(Data to process Opens)
PR #4043, opened 2019-11-14
external/openssl: add deppath for subdir

SRCN-LiQin:
1. Add deppath to make sure making dependency normally
2. redefine mbedtls user config macro to avoid mkdep failure because
of unrecognize definition in makefile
(Data to process Closes)
◆ What is required ◆
The lines to output run from the one containing "external/openssl: add deppath for subdir" to the last line of the entries; give them back exactly.

◆ Solution for this exercise ◆
external/openssl: add deppath for subdir

SRCN-LiQin:
1. Add deppath to make sure making dependency normally
2. redefine mbedtls user config macro to avoid mkdep failure because
of unrecognize definition in makefile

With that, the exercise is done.